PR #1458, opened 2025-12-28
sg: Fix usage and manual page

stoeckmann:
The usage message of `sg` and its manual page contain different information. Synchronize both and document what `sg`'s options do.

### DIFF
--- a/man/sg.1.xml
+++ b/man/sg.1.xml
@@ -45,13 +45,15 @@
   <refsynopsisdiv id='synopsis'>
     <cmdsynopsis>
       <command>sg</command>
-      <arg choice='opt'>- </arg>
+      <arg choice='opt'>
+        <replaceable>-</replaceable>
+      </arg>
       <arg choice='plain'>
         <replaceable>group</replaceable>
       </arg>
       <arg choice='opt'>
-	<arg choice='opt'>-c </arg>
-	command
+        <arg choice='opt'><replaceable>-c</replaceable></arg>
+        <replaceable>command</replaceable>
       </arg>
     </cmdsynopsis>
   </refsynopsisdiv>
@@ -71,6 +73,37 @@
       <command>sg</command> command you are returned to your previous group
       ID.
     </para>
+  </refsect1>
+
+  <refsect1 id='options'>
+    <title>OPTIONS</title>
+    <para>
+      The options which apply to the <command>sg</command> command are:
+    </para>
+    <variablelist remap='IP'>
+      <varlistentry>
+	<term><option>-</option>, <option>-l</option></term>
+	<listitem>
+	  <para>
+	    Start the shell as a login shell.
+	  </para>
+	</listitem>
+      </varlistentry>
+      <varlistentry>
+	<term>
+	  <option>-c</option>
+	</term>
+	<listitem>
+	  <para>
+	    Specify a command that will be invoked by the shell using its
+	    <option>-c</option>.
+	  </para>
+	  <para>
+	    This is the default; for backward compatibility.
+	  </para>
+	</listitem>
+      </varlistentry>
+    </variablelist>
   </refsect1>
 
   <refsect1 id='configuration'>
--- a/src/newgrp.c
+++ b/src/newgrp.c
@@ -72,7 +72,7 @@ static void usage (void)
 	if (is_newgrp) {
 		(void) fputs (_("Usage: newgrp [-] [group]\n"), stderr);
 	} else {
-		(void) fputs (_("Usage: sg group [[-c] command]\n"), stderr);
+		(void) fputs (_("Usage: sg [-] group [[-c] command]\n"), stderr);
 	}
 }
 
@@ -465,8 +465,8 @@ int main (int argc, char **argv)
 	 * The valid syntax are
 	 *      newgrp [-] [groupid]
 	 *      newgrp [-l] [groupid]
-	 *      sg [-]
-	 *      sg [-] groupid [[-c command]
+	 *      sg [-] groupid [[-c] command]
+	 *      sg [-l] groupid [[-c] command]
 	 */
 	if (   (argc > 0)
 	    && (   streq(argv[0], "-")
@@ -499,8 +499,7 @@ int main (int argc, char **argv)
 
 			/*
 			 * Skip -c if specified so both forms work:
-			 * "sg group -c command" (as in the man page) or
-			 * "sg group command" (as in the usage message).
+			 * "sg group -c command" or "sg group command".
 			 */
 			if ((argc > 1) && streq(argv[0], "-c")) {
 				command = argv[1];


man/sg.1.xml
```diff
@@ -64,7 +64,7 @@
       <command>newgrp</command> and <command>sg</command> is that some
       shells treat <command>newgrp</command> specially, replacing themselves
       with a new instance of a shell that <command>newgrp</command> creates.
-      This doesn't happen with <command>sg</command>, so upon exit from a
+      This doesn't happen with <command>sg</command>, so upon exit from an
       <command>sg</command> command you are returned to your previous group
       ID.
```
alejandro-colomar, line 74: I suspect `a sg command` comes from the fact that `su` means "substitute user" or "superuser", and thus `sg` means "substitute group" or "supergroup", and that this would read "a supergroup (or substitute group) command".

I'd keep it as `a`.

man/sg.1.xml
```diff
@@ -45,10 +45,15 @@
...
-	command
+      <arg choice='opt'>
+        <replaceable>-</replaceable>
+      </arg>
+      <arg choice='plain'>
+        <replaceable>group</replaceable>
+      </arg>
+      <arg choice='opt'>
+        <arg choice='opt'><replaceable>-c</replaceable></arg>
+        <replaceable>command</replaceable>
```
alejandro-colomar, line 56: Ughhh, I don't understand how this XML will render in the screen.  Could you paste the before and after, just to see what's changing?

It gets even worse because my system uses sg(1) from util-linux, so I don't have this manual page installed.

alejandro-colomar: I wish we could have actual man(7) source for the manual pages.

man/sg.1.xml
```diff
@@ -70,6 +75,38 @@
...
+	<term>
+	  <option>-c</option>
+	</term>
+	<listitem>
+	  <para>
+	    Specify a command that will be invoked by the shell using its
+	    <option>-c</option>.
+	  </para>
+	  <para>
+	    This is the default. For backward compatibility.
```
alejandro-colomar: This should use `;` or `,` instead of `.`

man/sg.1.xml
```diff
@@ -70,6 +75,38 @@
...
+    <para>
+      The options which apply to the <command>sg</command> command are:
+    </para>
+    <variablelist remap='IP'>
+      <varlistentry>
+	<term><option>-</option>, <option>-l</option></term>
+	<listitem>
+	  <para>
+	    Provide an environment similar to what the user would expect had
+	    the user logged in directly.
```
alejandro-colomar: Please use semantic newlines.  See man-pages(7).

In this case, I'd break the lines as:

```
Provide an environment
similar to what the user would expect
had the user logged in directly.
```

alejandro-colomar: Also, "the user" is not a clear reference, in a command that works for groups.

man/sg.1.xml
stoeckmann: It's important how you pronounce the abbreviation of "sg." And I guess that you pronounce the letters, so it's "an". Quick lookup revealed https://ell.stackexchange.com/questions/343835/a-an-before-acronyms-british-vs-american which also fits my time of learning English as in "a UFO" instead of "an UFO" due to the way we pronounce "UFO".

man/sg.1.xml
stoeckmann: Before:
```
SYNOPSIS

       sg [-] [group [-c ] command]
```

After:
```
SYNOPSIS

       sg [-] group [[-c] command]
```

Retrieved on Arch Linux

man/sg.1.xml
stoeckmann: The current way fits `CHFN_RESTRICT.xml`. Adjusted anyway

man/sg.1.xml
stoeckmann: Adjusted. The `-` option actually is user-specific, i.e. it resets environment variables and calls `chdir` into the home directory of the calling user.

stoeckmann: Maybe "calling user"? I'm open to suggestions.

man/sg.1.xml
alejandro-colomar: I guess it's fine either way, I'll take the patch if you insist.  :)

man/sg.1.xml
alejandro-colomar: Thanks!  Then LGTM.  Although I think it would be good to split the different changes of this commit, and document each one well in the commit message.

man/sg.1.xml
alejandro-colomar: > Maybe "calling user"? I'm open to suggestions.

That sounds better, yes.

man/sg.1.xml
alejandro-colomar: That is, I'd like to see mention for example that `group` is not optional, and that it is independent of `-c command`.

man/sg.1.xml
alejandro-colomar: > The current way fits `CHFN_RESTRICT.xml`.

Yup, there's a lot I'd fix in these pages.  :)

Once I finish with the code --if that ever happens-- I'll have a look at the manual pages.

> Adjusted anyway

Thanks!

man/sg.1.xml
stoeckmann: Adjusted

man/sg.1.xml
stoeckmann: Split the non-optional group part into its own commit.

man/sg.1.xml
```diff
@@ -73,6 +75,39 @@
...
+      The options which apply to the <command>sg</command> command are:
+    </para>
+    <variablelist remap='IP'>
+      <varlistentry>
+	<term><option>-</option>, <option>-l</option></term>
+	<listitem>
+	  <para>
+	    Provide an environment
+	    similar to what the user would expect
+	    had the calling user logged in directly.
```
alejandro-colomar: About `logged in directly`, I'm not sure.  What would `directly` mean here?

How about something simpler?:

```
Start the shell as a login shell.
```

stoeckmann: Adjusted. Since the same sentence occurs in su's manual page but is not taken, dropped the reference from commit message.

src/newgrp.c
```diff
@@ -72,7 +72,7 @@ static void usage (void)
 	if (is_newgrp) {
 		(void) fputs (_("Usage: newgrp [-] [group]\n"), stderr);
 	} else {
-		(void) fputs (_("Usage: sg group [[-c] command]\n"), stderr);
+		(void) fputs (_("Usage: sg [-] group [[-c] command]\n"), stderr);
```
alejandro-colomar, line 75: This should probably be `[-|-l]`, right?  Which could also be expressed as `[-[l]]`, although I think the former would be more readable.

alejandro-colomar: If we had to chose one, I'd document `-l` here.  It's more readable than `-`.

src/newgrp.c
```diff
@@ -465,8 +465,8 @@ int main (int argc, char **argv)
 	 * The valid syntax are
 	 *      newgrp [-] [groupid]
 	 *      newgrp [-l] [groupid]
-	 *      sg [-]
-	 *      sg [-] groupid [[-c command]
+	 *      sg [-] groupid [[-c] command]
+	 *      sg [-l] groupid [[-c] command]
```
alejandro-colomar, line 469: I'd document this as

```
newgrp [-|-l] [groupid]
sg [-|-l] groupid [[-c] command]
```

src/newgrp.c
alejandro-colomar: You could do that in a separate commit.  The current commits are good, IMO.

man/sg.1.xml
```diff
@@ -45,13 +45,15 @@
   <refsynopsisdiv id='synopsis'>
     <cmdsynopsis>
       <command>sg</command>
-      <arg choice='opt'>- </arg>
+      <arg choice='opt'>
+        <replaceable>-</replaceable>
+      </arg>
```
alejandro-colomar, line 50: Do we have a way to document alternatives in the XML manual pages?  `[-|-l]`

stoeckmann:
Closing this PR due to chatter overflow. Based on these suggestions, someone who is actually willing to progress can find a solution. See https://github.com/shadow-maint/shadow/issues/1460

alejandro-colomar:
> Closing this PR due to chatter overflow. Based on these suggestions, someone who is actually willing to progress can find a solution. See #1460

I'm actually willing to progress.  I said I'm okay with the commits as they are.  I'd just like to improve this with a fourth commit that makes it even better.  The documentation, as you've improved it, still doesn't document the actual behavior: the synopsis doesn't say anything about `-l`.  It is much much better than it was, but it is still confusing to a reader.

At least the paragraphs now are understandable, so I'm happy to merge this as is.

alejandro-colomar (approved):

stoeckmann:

----------------

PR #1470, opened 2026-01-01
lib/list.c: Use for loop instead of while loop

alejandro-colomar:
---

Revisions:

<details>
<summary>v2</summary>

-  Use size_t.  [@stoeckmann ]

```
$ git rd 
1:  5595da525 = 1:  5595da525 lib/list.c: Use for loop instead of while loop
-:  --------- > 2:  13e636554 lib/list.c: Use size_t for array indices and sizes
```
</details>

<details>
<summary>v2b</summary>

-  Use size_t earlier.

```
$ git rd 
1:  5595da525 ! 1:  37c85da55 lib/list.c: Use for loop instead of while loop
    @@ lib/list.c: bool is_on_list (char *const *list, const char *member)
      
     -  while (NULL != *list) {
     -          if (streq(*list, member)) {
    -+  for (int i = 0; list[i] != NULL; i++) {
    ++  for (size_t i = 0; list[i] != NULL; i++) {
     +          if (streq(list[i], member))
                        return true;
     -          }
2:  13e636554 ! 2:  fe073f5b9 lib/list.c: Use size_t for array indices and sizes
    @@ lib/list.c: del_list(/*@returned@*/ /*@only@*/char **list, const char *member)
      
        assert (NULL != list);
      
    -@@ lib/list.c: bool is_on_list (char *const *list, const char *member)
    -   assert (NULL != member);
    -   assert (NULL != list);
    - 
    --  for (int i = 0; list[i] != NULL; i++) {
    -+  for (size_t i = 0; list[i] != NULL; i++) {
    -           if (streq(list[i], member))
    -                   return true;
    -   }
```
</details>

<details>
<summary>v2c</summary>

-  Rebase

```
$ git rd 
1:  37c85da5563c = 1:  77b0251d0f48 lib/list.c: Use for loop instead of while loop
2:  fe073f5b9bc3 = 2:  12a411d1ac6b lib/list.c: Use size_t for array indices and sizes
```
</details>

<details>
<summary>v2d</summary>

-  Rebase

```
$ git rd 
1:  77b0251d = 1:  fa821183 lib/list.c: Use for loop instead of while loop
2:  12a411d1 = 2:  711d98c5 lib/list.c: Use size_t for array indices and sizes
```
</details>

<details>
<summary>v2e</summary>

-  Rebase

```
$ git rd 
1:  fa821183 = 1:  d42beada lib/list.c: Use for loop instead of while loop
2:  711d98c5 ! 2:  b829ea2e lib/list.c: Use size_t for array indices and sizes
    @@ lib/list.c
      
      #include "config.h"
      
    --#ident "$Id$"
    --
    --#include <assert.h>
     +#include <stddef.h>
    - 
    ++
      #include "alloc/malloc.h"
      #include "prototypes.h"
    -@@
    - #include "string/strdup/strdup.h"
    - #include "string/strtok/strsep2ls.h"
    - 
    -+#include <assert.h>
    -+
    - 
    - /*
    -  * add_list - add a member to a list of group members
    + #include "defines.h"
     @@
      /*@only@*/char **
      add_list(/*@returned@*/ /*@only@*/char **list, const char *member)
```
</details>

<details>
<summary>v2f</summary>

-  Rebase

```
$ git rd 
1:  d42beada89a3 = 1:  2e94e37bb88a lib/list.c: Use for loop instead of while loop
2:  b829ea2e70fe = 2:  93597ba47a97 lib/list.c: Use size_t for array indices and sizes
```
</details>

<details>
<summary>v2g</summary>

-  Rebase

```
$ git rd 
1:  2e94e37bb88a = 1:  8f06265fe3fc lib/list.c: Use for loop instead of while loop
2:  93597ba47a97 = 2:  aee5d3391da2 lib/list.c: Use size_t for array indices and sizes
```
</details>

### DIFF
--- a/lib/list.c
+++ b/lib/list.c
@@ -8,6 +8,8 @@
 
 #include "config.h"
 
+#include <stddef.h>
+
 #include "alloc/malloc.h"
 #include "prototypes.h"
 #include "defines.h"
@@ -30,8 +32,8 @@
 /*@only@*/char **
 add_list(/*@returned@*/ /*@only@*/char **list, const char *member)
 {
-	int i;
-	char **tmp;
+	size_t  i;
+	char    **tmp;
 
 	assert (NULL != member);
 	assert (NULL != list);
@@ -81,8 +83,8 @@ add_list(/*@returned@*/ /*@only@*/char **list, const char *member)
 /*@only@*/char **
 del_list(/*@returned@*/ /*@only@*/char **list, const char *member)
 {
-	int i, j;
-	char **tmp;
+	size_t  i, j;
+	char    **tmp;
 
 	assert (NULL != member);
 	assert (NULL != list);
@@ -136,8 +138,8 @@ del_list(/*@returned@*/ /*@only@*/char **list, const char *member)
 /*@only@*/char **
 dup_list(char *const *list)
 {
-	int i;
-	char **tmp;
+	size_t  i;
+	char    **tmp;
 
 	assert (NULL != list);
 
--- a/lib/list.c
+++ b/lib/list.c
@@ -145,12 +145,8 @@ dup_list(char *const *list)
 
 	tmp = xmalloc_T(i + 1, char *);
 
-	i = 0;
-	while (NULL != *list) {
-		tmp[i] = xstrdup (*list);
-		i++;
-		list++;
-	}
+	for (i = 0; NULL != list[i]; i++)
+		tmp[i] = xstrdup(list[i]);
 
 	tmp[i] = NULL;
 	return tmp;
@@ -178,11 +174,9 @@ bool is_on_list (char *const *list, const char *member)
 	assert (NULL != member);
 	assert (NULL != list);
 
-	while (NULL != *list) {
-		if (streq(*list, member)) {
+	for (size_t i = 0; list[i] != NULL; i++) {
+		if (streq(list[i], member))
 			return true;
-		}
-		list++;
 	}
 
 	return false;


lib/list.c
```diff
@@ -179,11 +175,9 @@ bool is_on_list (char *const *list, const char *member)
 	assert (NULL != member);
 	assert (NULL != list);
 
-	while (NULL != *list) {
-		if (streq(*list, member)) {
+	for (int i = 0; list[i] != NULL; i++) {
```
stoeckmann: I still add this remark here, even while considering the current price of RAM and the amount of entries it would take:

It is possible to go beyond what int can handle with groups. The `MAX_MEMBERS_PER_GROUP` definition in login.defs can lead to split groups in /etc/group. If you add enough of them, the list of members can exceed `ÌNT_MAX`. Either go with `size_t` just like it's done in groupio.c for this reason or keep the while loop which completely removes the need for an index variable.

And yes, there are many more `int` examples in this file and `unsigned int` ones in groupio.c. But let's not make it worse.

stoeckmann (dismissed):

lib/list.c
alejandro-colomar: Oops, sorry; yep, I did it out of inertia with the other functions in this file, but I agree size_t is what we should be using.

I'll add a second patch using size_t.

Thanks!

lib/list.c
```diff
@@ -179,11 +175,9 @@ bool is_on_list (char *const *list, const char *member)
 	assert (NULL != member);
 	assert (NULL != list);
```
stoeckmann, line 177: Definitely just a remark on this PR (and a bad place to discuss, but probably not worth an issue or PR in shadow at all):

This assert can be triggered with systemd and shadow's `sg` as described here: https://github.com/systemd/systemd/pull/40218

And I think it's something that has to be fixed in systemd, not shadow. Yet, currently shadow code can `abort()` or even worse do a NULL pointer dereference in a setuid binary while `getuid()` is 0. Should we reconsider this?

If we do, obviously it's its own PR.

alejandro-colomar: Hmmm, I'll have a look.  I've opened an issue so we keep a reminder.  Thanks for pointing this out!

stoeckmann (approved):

----------------

» Task prompt:
The expected output is exactly the lines of the listing above between the line holding "PR #1458, opened 2025-12-28" and the line holding "-71,6 +73,37 @@", inclusive.

» Answer to the problem:
PR #1458, opened 2025-12-28
sg: Fix usage and manual page

stoeckmann:
The usage message of `sg` and its manual page contain different information. Synchronize both and document what `sg`'s options do.

### DIFF
--- a/man/sg.1.xml
+++ b/man/sg.1.xml
@@ -45,13 +45,15 @@
   <refsynopsisdiv id='synopsis'>
     <cmdsynopsis>
       <command>sg</command>
-      <arg choice='opt'>- </arg>
+      <arg choice='opt'>
+        <replaceable>-</replaceable>
+      </arg>
       <arg choice='plain'>
         <replaceable>group</replaceable>
       </arg>
       <arg choice='opt'>
-	<arg choice='opt'>-c </arg>
-	command
+        <arg choice='opt'><replaceable>-c</replaceable></arg>
+        <replaceable>command</replaceable>
       </arg>
     </cmdsynopsis>
   </refsynopsisdiv>
@@ -71,6 +73,37 @@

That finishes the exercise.